Sourcing standards that hold up under a microscope.

Every ingredient is selected for clinical familiarity, purity, and performance—then verified by third parties. We keep the supply chain tight, the documentation airtight, and the testing relentless.

Third-party certifications

Independent validation—no exceptions.

NSF Certified for Sport® pathway available for relevant formulas and batches.
ISO/IEC-accredited laboratories for all analytical testing.
GMP manufacturing from qualified facilities with routine audits.

Independent lab technicians reviewing certification files — Certification dossiers kept on file and refreshed per batch cycle.

Certificate of analysis

Every lot is verified—and verifiable.

Batch-level COAs covering identity, potency, purity, and safety.
Method transparency (USP/EP/JP where applicable, validated in-house otherwise).
Retained samples for post-market review and investigations.

COA paperwork and instruments prepared for batch release — COAs map to SKU, lot, and expiration for full audit readiness.

Heavy metals

We test below strictest global benchmarks.

ICP-MS screening for lead, arsenic, cadmium, and mercury.
Finished-product specs aligned to Prop 65 & stricter internal limits.
Corrective action plan triggers for any value approaching alert level.

Precision analytical equipment for metals testing — Instrument calibration logs retained per run; multi-point verification.

Allergens

Clear labeling. Controlled lines. Verified cleaning.

All 9 major allergens tracked with dedicated change-control.
Allergen swab tests validated pre- and post-run.
Supplier questionnaires & spec sheets reviewed annually.

Pesticides & herbicides

Multi-residue screens on high-risk botanicals.

GC-MS/MS + LC-MS/MS panels referencing EU limits where stricter.
Risk-based frequency increased during seasonal or geographic shifts.
Only qualified farms & extractors with traceable field lots.

Field sampling on an alpine farm — Field-to-drum traceability captured at intake.

Chromatography results visualized for pesticide screening — Chromatograms stored alongside batch COAs.

Microbes & toxins

Daily-use safety requires zero shortcuts.

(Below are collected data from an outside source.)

PR #10687, opened 2021-08-26
LF: V1 Contract ID check in Preprocessor

remyhaemmerle-da:
This PR makes possible to reject V0 contract IDs during preprocessing.

CHANGELOG_BEGIN
CHANGELOG_END

### Pull Request Checklist

trigger the build.

### DIFF
--- a/daml-lf/engine/src/main/scala/com/digitalasset/daml/lf/engine/EngineConfig.scala
+++ b/daml-lf/engine/src/main/scala/com/digitalasset/daml/lf/engine/EngineConfig.scala
@@ -35,9 +35,8 @@ final case class EngineConfig(
     stackTraceMode: Boolean = false,
     profileDir: Option[Path] = None,
     contractKeyUniqueness: ContractKeyUniquenessMode = ContractKeyUniquenessMode.On,
-    // TODO: https://github.com/digital-asset/daml/issues/10504
-    //  switch the default to true
-    requireSuffixedGlobalCids: Boolean = false,
+    requireV1ContractId: Boolean = false,
+    requireSuffixedGlobalContractId: Boolean = false,
 ) {
 
   private[lf] def getCompilerConfig: speedy.Compiler.Config =
--- a/daml-lf/engine/src/main/scala/com/digitalasset/daml/lf/engine/Error.scala
+++ b/daml-lf/engine/src/main/scala/com/digitalasset/daml/lf/engine/Error.scala
@@ -105,9 +105,24 @@ object Error {
         s"Provided value exceeds maximum nesting level of ${Value.MAXIMUM_NESTING}"
     }
 
-    final case class IllegalContractId(cid: Value.ContractId) extends Error {
+    final case class IllegalContractId(cid: Value.ContractId, reason: IllegalContractId.Reason)
+        extends Error {
       override def message: String =
-        s"""Illegal Contract ID "${cid.coid}""""
+        s"""Illegal Contract ID "${cid.coid}, """" + reason.details
+    }
+
+    object IllegalContractId {
+      sealed abstract class Reason extends Serializable with Product {
+        def details: String
+      }
+      case object V0ContractId extends Reason {
+        def details = "V0 Contract IDs are forbidden"
+        def apply(cid: Value.ContractId.V0): IllegalContractId = IllegalContractId(cid, this)
+      }
+      case object NonSuffixV1ContractId extends Reason {
+        def details = "non-suffixed V1 Contract IDs are forbidden"
+        def apply(cid: Value.ContractId.V1): IllegalContractId = IllegalContractId(cid, this)
+      }
     }
 
     final case class RootNode(nodeId: NodeId, override val message: String) extends Error
--- a/daml-lf/engine/src/main/scala/com/digitalasset/daml/lf/engine/Error.scala
+++ b/daml-lf/engine/src/main/scala/com/digitalasset/daml/lf/engine/Error.scala
@@ -100,14 +100,14 @@ object Error {
         override val message: String,
     ) extends Error
 
-    final case class ValueNesting(value: Value[Value.ContractId]) extends Error {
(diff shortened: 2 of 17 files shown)


daml-lf/engine/src/main/scala/com/digitalasset/daml/lf/engine/EngineConfig.scala
```diff
@@ -35,9 +35,8 @@ final case class EngineConfig(
     stackTraceMode: Boolean = false,
     profileDir: Option[Path] = None,
     contractKeyUniqueness: ContractKeyUniquenessMode = ContractKeyUniquenessMode.On,
-    // TODO: https://github.com/digital-asset/daml/issues/10504
-    //  switch the default to true
-    requireSuffixedGlobalCids: Boolean = false,
+    requireV1ContractId: Boolean = false,
```
cocreature, line 38: maybe forbidV0 would be more future proof if we ever add v2?

daml-lf/engine/src/main/scala/com/digitalasset/daml/lf/engine/Error.scala
```diff
@@ -100,14 +100,14 @@ object Error {
...
     ) extends Error
 
-    final case class ValueNesting(value: Value[Value.ContractId]) extends Error {
+    final case class ValueNesting(culprit: Value[Value.ContractId]) extends Error {
       override def message: String =
         s"Provided value exceeds maximum nesting level of ${Value.MAXIMUM_NESTING}"
     }
 
-    final case class NonSuffixedCid(cid: Value.ContractId.V1) extends Error {
+    final case class IllegalContractId(cid: Value.ContractId) extends Error {
```
cocreature, line 108: should we include the reason here and tell users that it failed because of lack of suffix or because they used v0?

cocreature (approved):
Nice, thank you!

daml-script/runner/src/main/scala/com/digitalasset/daml/lf/engine/script/ledgerinteraction/IdeLedgerClient.scala
```diff
@@ -47,7 +47,11 @@ class IdeLedgerClient(
   def currentSubmission: Option[ScenarioRunner.CurrentSubmission] = _currentSubmission
 
   private[this] val preprocessor =
-    new preprocessing.CommandPreprocessor(compiledPackages.interface, requiredCidSuffix = false)
+    new preprocessing.CommandPreprocessor(
+      compiledPackages.interface,
+      requireV1ContractId = false,
```
cocreature, line 52: Can we not enforce v1 cids in Daml Studio?

daml-lf/engine/src/main/scala/com/digitalasset/daml/lf/engine/EngineConfig.scala
```diff
@@ -35,9 +35,8 @@ final case class EngineConfig(
...
+    requireSuffixedGlobalContractId: Boolean = false,
```
cocreature, line 39: did you drop the todo intentionally?

daml-lf/engine/src/main/scala/com/digitalasset/daml/lf/engine/EngineConfig.scala
remyhaemmerle-da: :+1:

daml-lf/engine/src/main/scala/com/digitalasset/daml/lf/engine/EngineConfig.scala
remyhaemmerle-da: Yes. After our discussion last week where you told me you are not concern about misusage of the flags (because we have only 3 actively maintain ledgers) I just thought the default behavior does not really matter.

daml-lf/engine/src/main/scala/com/digitalasset/daml/lf/engine/Error.scala
remyhaemmerle-da: I did not feel it was necessary, in the sens that if it's happen it means the user try to feed to the ledger ID that it has cooked himself. If the user want to shoot himself in the foot, I do not see why I shoot tell him which foot is it. 
If you really think it is useful, I will add the reason.

daml-script/runner/src/main/scala/com/digitalasset/daml/lf/engine/script/ledgerinteraction/IdeLedgerClient.scala
remyhaemmerle-da: will try.

daml-lf/engine/src/main/scala/com/digitalasset/daml/lf/engine/Error.scala
cocreature: fair enough, I tend to lean on the side of including too much information rather than too little in case we need it later but I don’t feel all that strongly about this one.

remyhaemmerle-da: 88c5c2dabe5be062dab899680144636703e9f079

daml-lf/engine/src/main/scala/com/digitalasset/daml/lf/engine/EngineConfig.scala
oliverse-da: Ok so in canton, I would rename use use of `requireV1ContractId` to `forbidV0ContractId`.

And no need to use `requireV1ContractIdSuffix`, right, @remyhaemmerle-da ?

cocreature: @oliverse-da you should use both: `forbidV0ContractId` to make sure you never get a global v0 cid. `requireV1ContractIdSuffix` to make sure that all global v1 cids have a suffix.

Pathogen screens (Salmonella, E. coli, Staph), total plate counts, and yeast/mold.
Mycotoxin panels (e.g., aflatoxins) on susceptible botanicals.
Moisture-activity controls to protect stability over shelf life.

Microbiological quality control in a clean lab — All microbiological methods validated; lots on hold until release.

Banned substances

Clean sport by design.

Formula governance blocks WADA-prohibited or grey-market inputs.
Supplier attestation + targeted screens on at-risk SKUs.
Dedicated line-clearance SOPs between sport-adjacent runs.

Residual solvents

Efficient extraction, zero residue.

USP Class 1 excluded; Class 2/3 held below strict spec by GC-FID.
Natural extracts prioritized for low-solvent technologies.

Nutritional testing

What’s on the label stays in the bottle.

Potency confirmed at release and monitored on stability.
Degradation pathways modeled for heat, humidity, and light.
Serving claims tied to worst-case stability lots.

Ethical sourcing

Better inputs, better outcomes.

Supplier code of conduct covering labor, environment, and anti-corruption.
Preference for certified or audited operations (e.g., organic, Fair Trade) when material-appropriate.
Impact reviews during supplier onboarding and re-qualification.

Traceability & lot control

Every unit knows where it came from.

ERP-linked lot codes from farm/fermenter to finished good.
Two-way recalls simulated annually; 4-hour trace targets.
Digital document rooms for audits and regulator requests.

Country-of-origin policy

Use the best from where it grows best.

Origin chosen for agronomy, extraction expertise, and supply-security.
Country-specific risks (adulteration, contaminants) drive extra testing.
Origin disclosed in spec sheets; changes require customer-facing notice for core SKUs.